WORK TO COMPLETE:
Every entry must come back exactly as it was given.

RECORD SET:

PR #199, opened 2020-04-30
added fallback expression for Tanh function

StrikerRUS:
Contributes to #196.

Now new languages may not implement or import `Tanh` function, but rely on our fallback expression (but it is **NOT RECOMMENDED**).

All current languages were tested with increased test data fraction to `0.2`: https://travis-ci.org/github/BayesWitnesses/m2cgen/builds/681243574.

Also, here is a proof that new fallback expression works fine:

EXERCISE ANSWER:
PR #199, opened 2020-04-30
added fallback expression for Tanh function

StrikerRUS:
Contributes to #196.

Now new languages may not implement or import `Tanh` function, but rely on our fallback expression (but it is **NOT RECOMMENDED**).

All current languages were tested with increased test data fraction to `0.2`: https://travis-ci.org/github/BayesWitnesses/m2cgen/builds/681243574.

Also, here is a proof that new fallback expression works fine:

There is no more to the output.